───── DATA FOR PROCESSING ─────

PR #5350, opened 2025-03-07
Replaced all instances of `better.files.*` functions

AndreiDreyer:
* Replaced all instances of `better.files.File` with `java.nio.file.Path` equivalent
* Created helper methods in `FileUtil` where required

Note: We are still allowing `better.files` to be used in the `build.sbt` files, as we don't have access to any of the functions in `FileUtil`.

### DIFF
--- a/joern-cli/frontends/x2cpg/src/main/scala/io/joern/x2cpg/typestub/TypeStubUtil.scala
+++ b/joern-cli/frontends/x2cpg/src/main/scala/io/joern/x2cpg/typestub/TypeStubUtil.scala
@@ -23,7 +23,7 @@ object TypeStubUtil {
         "."
       }
     }
-    Paths.get(fixedDir, "/type_stubs").toAbsolutePath.normalize()
+    Paths.get(fixedDir, "type_stubs")
   }
 
 }
--- a/joern-cli/frontends/x2cpg/src/main/scala/io/joern/x2cpg/typestub/TypeStubUtil.scala
+++ b/joern-cli/frontends/x2cpg/src/main/scala/io/joern/x2cpg/typestub/TypeStubUtil.scala
@@ -1,8 +1,6 @@
 package io.joern.x2cpg.typestub
 
-import better.files.File
-
-import java.nio.file.Paths
+import java.nio.file.{Path, Paths}
 
 object TypeStubUtil {
 
@@ -12,7 +10,7 @@ object TypeStubUtil {
     * @return
     *   the directory where type stubs are.
     */
-  def typeStubDir(implicit metaData: TypeStubMetaData): File = {
+  def typeStubDir(implicit metaData: TypeStubMetaData): Path = {
     val dir        = metaData.packagePath.toString
     val indexOfLib = dir.lastIndexOf("lib")
     val fixedDir = if (indexOfLib != -1) {
@@ -25,7 +23,7 @@ object TypeStubUtil {
         "."
       }
     }
-    File(Paths.get(fixedDir, "/type_stubs").toAbsolutePath)
+    Paths.get(fixedDir, "/type_stubs").toAbsolutePath
   }
 
 }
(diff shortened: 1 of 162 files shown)


joern-cli/frontends/x2cpg/src/main/scala/io/joern/x2cpg/utils/FileUtil.scala
```diff
@@ -117,12 +117,12 @@ object FileUtil {
     def absolutePathAsString: String = p.toAbsolutePath.toString
 
     def /(child: String): Path = {
-      p.resolve(child)
+      p.resolve(child).toAbsolutePath.normalize()
```
ml86, line 120: Why to we need the absolute path conversion and the normalization?
To do this always even if people only want the `resolve` functionality seems odd.

joern-cli/frontends/x2cpg/src/main/scala/io/joern/x2cpg/typestub/TypeStubUtil.scala
```diff
@@ -25,7 +23,7 @@ object TypeStubUtil {
         "."
       }
     }
-    File(Paths.get(fixedDir, "/type_stubs").toAbsolutePath)
+    Paths.get(fixedDir, "/type_stubs").toAbsolutePath.normalize()
```
ml86, line 26: `normalize` only seems necessary because of the extra leading `/` in `/type_stubs`

ml86 (commented):
I am missing the removal of better.files from the build.sbt files.

joern-cli/frontends/x2cpg/src/main/scala/io/joern/x2cpg/utils/FileUtil.scala
AndreiDreyer: This took me a while to track down - in `better.files.File` we have the following:
```scala
def /(child: String): File = path.resolve(child)

implicit def apply(path: Path): File = new File(path.toAbsolutePath.normalize())

def apply(path: String, fragments: String*): File = Paths.get(path, fragments: _*)
```

From my understanding, since the `/` function returns a `File` type, the `implicit apply` is going to be called which in turn calls the `path.toAbsolutePath.normalize()`. This is what lead me to then updating the `/` function to call the `toAbsolutePath.normalize()`.

There were some issues with resolving directories with an included `./` (e.g. `./someDir`) that this ended up fixing which is why I kept it in.

AndreiDreyer:
> I am missing the removal of better.files from the build.sbt files.

I thought we are allowing `better.files` to stay in `build.sbt` files?

ml86:
@AndreiDreyer Yes, but `better.files` can be removed from the dependency lists in the build.sbt files. Only in `project/meta-build.sbt` it is still required as dependency.

joern-cli/frontends/x2cpg/src/main/scala/io/joern/x2cpg/utils/FileUtil.scala
AndreiDreyer:
```scala
def /(child: String): File = path.resolve(child)
implicit def apply(path: Path): File = new File(path.toAbsolutePath.normalize())
```

`path.resolve(child)` above returns type `java.nio.file.Path`, which then calls the `implicit apply(path)` which returns the `File`

```scala
val foo = File(someDir) // `better.files.File`
val bar = foo / "cpg.bin" // equivalent to calling the `implicit apply(foo.resolve("cpg.bin"))`
```

AndreiDreyer:
> @AndreiDreyer Yes, but `better.files` can be removed from the dependency lists in the build.sbt files. Only in `project/meta-build.sbt` it is still required as dependency.

@ml86 The only reference I can find to `better-files` is in the `meta-build.sbt`.

ml86 (approved):

PR #5353, opened 2025-03-07
Deprecate newAnnotationLiteral node

johannescoetzee:
This is the first in a series of PRs which will deprecate the node builder methods in `NodeBuliders.scala` in favour of the `AstNodeBuilder` methods which follow the pattern of taking an origin node and calculating line/column numbers and offsets from that. 

I think that breaking these PRs up by method will probably be the easiest to review, but am happy to do it by frontend instead if that's better.


max-leuthaeuser (approved):

max-leuthaeuser:
> I think that breaking these PRs up by method will probably be the easiest to review
Think so too.

PR #5354, opened 2025-03-07
Deprecate newLocalNode method

johannescoetzee:
Ideally we wouldn't need the `localNodeWithExplicitPositionInfo` method at all, but I don't see an obvious way to avoid it in the `AstCreatorHelper` classes. @max-leuthaeuser you're more familiar with this part of code, so if you have any ideas please let me know. Otherwise I think keeping moving this local creation method into `AstNodeBuilders` and clearly distinguishing it from `localNode` by name is fine.


max-leuthaeuser:
Hm, I also just had a look into c2cpg. Due to the fact, that the whole closure binding / local creation happens after the AST traversal there we do not have an IASTNode by hand. Same for jssrc and swiftsrc.
I guess your solution is just fine.
We could refactor the whole scope datastructure to carry around the originating ASTNode until we need it for a local but thats something for later I guess.

max-leuthaeuser (approved):

PR #5358, opened 2025-03-11
[c2cpg] Fix-up types on calls, identifier, and locals for lambda expressions

max-leuthaeuser:


joern-cli/frontends/c2cpg/src/main/scala/io/joern/c2cpg/astcreation/AstForTypesCreator.scala
```diff
@@ -30,16 +31,30 @@ trait AstForTypesCreator { this: AstCreator =>
...
     declaration match {
       case d if isTypeDef(d) && shortName(d.getDeclSpecifier).nonEmpty =>
         val filename = fileName(declaration)
-        val typeDefName = if (name.isEmpty) {
-          safeGetBinding(declarator.getName).map(b => registerType(b.getName))
-        } else {
-          Option(registerType(name))
-        }
+        val typeDefName = if (name.isEmpty) { safeGetBinding(declarator.getName).map(b => registerType(b.getName)) }
+        else { Option(registerType(name)) }
```
johannescoetzee, line 57: Is this a result of auto-formatting. Personally I like the original version more, or doing the if/else on 2 lines as it is here, but getting rid of the `{}`. Just a minor style nit

joern-cli/frontends/c2cpg/src/test/scala/io/joern/c2cpg/passes/ast/CallTests.scala
```diff
@@ -302,17 +302,17 @@ class CallTests extends C2CpgSuite {
       val cpg = code(
         """
           |void outer() {
-          |  [](int a) {}(1);
+          |  [](int a) -> int { return a; }(1);
```
johannescoetzee, line 305: Wouldn't the original test still be a valid test? I think adding this as a new test would be better if so.

johannescoetzee (approved):
Approved with minor comments that aren't blocking IMO

joern-cli/frontends/c2cpg/src/test/scala/io/joern/c2cpg/passes/ast/CallTests.scala
max-leuthaeuser: Right, I will change that back and add an additional test.

PR #5362, opened 2025-03-11
Joern Project Linting: Checking Restricted Imports

DavidBakerEffendi:
As we aim to reduce our class path and restrict libraries that have been removed from being re-introduced, this PR adds a `scalafix` based rule module to lint against imports. This makes use of `scalameta` to parse imports and emit a linter error when a violating import is detected. 

This is added to the PR which should fail as an example.


.github/workflows/pr.yml
```diff
@@ -73,6 +73,30 @@ jobs:
...
+          java-version: 21
+          cache: sbt
+      - uses: sbt/setup-sbt@v1
+      - uses: actions/cache@v4
+        with:
+          path: |
+            ~/.sbt
+            ~/.coursier
+          key: ${{ runner.os }}-sbt-${{ hashfiles('**/build.sbt') }}
+      - name: Check formatting
```
mpollmeier, line 95:
```suggestion
      - name: Check for usage of restricted imports
```

build.sbt
```diff
@@ -24,6 +24,11 @@ lazy val gosrc2cpg         = Projects.gosrc2cpg
 lazy val swiftsrc2cpg      = Projects.swiftsrc2cpg
 lazy val csharpsrc2cpg     = Projects.csharpsrc2cpg
 
+//lazy val projectLinter = Projects.projectLinter
```
mpollmeier, line 27:
```suggestion
```

project-linter/rules/src/main/scala/fix/RestrictedImports.scala
```diff
@@ -0,0 +1,63 @@
...
+  /** If a file is within any of the packages defined below, it will not be checked for restricted imports.
+    */
+  private val ignoredPackages: Seq[String] = Seq("io.shiftleft.semanticcp")
+
+  /** The rules for restricted imports.
+    */
+  private val rules: Map[String, ImportRule] = Seq(
+    ImportRule(
+      "BetterFiles",
+      "Avoid the 'Better Files' library, use `io.joern.x2cpg.utils.FileUtil` or `java.nio.file` instead.",
```
mpollmeier, line 18:
```suggestion
      "Avoid the 'Better Files' library, use `io.joern.x2cpg.utils.FileUtil`, `os-lib` or `java.nio.file` instead.",
```

mpollmeier (commented):
I like the idea and the outcome, i just wonder if we can simplify the setup. E.g. do we really need to define a `dependsOn` in every project? And does the linter project really need to be a standalone project with it's own sbt version?

If you already tried something in that direction let me know, otherwise I'll see if I can simplify it this afternoon.

project-linter/rules/src/main/scala/fix/RestrictedImports.scala
AndreiDreyer: Also update `io.joern.x2cpg.utils.FileUtil` to `io.shiftleft.semanticcpg.utils.FileUtil`

DavidBakerEffendi:
@mpollmeier So there are other ways to do this for sure, including having this Joern rule project be brought in as a maven dependency and then things may be a bit simpler. However, in a multi-module setup, I largely followed this guide: https://scalacenter.github.io/scalafix/docs/developers/local-rules.html

In terms of `dependsOn`, I've tried simply having this on the root project alone, but then you start to see errors such as:
```
(csharpsrc2cpg / Compile / scalafix) scalafix.sbt.InvalidArgument: Unknown rule 'RestrictedImports'
```
Which I've only managed to fix by having each submodule explicitly state the dependency

ml86 (commented):
@DavidBakerEffendi Looks good to me, i leave the final review to @mpollmeier . Only thing which would be better is to avoid the need to add the linter project to every sub project. I am sure we will forget to add this for sub projects...

DavidBakerEffendi:
@ml86 The linter attempts to run over all subprojects, the dependency loads the rule, so the linter pass will fail if the dependency is missing since it won't be able to find the rule for that project. So forgetting will result in a failure ;)

mpollmeier:
I'm still fighting with this, for some reason some projects react differently to my global config attempts... will keep you updated

mpollmeier:
ok, I just pushed the simplifications that do work, most importantly 
* removed `project-linter`
* moved settings for `linter-rules` into `linter-rules/build.sbt`
* removed `sbt-projectmatrix` experimental plugin
* created a root aggregate project because we don't want `linter-rules` to be involved in tasks like `publish` etc. 

As mentioned in the previous comment, unfortunately we have to define the `dependsOn` clause in every single build.sbt...

I pushed them onto this branch, so please take a good look :)

mpollmeier (approved):

DavidBakerEffendi:
@mpollmeier Sounds relatable, in my initial implementations I had noticed some modules inherited the settings, others not. Very strange.

PR #5363, opened 2025-03-11
Deprecate newOperatorCallNode and remove uses from multiple frontends

johannescoetzee:
There's one use still left in the `fieldAccessAst` method in `AstCreatorBase`, but that method doesn't seem too useful so I think deprecating it as well and unwrapping it would make the most sense. I'll do that in a separate PR though.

─────

> _TASK INSTRUCTIONS_:
Among the records above, find each line containing the string "breaking" and copy it.

> _FINISHED EXERCISE_:
I think that breaking these PRs up by method will probably be the easiest to review, but am happy to do it by frontend instead if that's better.
> I think that breaking these PRs up by method will probably be the easiest to review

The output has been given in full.